The molecular docking studies revealed that both m7GTP and hesperetin
bind to the same pocket of eIF4E (Fig. 7D and Fig. 7E ) with
binding energies of -8.1 and -7.8 Kcal/mol respectively. In the crystal
structure of m7GTP bound eIF4E, the m7GTP is stacked between the Trp56
and Trp102 residues of eIF4E 36. Similar conformation
was also observed in the docking studies of m7GTP with eIF4E
(Fig. 7D zoomed view). Interestingly, hesperetin also adopted
identical stacking conformation between these two residues of eIF4E via
its benzopyrone moiety (Fig. 7E zoomed view).
Interaction and stability of the hesperetin and eIF4E complex
For a detailed analysis of all the interactions between hesperetin and
m7GTP with eIF4E, we constructed Ligplots 33 of the
docked structures (Fig. 7F and 7G ) (Hydrogen bonds are
highlighted in a green dashed line with bond lengths indicated in
angstrom. The hydrophobic interactions are highlighted in red dashed
lines). The methyl group of guanosine moiety which is an important 5’cap
modification of mRNA and critically regulates its fate, interacted with
the Trp56 residue of eIF4E via hydrophobic interaction. Remarkably, the
methyl group of hesperetin also interacted with eIF4E via its Arg157 and
Lys162 residues through non-polar interactions (Fig. 7G).

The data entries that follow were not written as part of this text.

PR #78, opened 2020-01-22
Correct errors

### LINKED ISSUE #77: [BUG] Chaincode returns 500 error instead of 400 in some cases
**Describe the bug**
The chaincode responds in some cases a 500 error instead of a 400 error. For traceability and debugging it should be fixed: 500 errors are server errors and 400 errors are user errors.
 
**Investigation**

This is at least true for the following error:
```go
            return Permissions{}, fmt.Errorf("invalid permission input values")
```

We should go through all the errors returned by the chaincode and ensured they have the proper status code.

thibaultrobert:
Fixes #77

### DIFF
--- a/chaincode/compute_plan.go
+++ b/chaincode/compute_plan.go
@@ -16,7 +16,6 @@ package main
 
 import (
 	"chaincode/errors"
-	"fmt"
 	"strconv"
 )
 
@@ -31,7 +30,7 @@ func (inpTraintuple *inputTraintuple) Fill(inpCP inputComputePlanTraintuple, tra
 	for _, InModelID := range inpCP.InModelsIDs {
 		inModelKey, ok := traintupleKeysByID[InModelID]
 		if !ok {
-			return fmt.Errorf("model ID %s not found", InModelID)
+			return errors.BadRequest("model ID %s not found", InModelID)
 		}
 		inpTraintuple.InModels = append(inpTraintuple.InModels, inModelKey)
 	}
@@ -49,7 +48,7 @@ func (inpAggregatetuple *inputAggregatetuple) Fill(inpCP inputComputePlanAggrega
 	for _, InModelID := range inpCP.InModelsIDs {
 		inModelKey, ok := aggregatetupleKeysByID[InModelID]
 		if !ok {
-			return fmt.Errorf("model ID %s not found", InModelID)
+			return errors.BadRequest("model ID %s not found", InModelID)
 		}
 		inpAggregatetuple.InModels = append(inpAggregatetuple.InModels, inModelKey)
 	}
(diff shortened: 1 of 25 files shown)


chaincode/compute_plan.go
```diff
@@ -31,7 +30,7 @@ func (inpTraintuple *inputTraintuple) Fill(inpCP inputComputePlanTraintuple, tra
 	for _, InModelID := range inpCP.InModelsIDs {
 		inModelKey, ok := traintupleKeysByID[InModelID]
 		if !ok {
-			return fmt.Errorf("model ID %s not found", InModelID)
+			return errors.BadRequest("model ID %s not found", InModelID)
```
inelgnu, line 33: shouldn't this be a NotFound error?

chaincode/compute_plan_dag.go
```diff
@@ -75,7 +75,7 @@ func (dag *ComputeDAG) sort() error {
 			current[i].Depth = depth
 			final = append(final, current[i])
 			if _, ok := IDPresents[current[i].ID]; ok {
-				return fmt.Errorf("compute plan error: Duplicate training task ID: %s", current[i].ID)
+				return errors.Internal("compute plan error: Duplicate training task ID: %s", current[i].ID)
```
inelgnu: This error seems to be a conflict, no?

chaincode/compute_plan.go
thibaultrobert: The ID are found in the input, so if it's missing it's due to the arguments so a BadRequest was more logical what do you think?

inelgnu: indeed

chaincode/compute_plan_dag.go
thibaultrobert: Yes it's a conflict problem... Will update it

thibaultrobert: Done

chaincode/compute_plan_dag.go
```diff
@@ -75,7 +75,7 @@ func (dag *ComputeDAG) sort() error {
 			current[i].Depth = depth
 			final = append(final, current[i])
 			if _, ok := IDPresents[current[i].ID]; ok {
-				return fmt.Errorf("compute plan error: Duplicate training task ID: %s", current[i].ID)
+				return errors.Conflict("compute plan error: Duplicate training task ID: %s", current[i].ID)
```
samlesu: This is a BadRequest? The request is invalid due to duplicate ids. What do you think?

chaincode/compute_plan_dag.go
```diff
@@ -90,7 +90,7 @@ func (dag *ComputeDAG) sort() error {
 			for _, c := range current {
 				errorIDs = append(errorIDs, c.ID)
 			}
-			return fmt.Errorf("compute plan error: Cyclic or missing dependency among inModels IDs: %v", errorIDs)
+			return errors.Internal("compute plan error: Cyclic or missing dependency among inModels IDs: %v", errorIDs)
```
samlesu: Could be a BadRequest as well: we don't support cyclic graph.

chaincode/compute_plan_dag.go
thibaultrobert: I would say it's debatable here because its still a conflict but I think BadRequest is more coherent with the rest so let's change it.

thibaultrobert: Done

chaincode/compute_plan_dag.go
thibaultrobert: Done

samlesu (approved):
LGTM

inelgnu (approved):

Several polar contacts were also observed in both docked complexes. Most
notably, the eIF4E residues Glu103, Arg112 and Asn155 interacted with
the nitrogen and oxygen atoms of m7GTP through hydrogen bonds. Owing to
the multiple oxygen atoms in its ring structures, hesperetin also
interacted with these three residues of eIF4E via hydrogen bonds,
besides multiple non-polar contacts.
Overall, m7GTP interacted with eIF4E via 8 polar contacts, and 42
hydrophobic contacts while hesperetin interacted via 5 polar contacts
and 49 hydrophobic contacts (Table 1).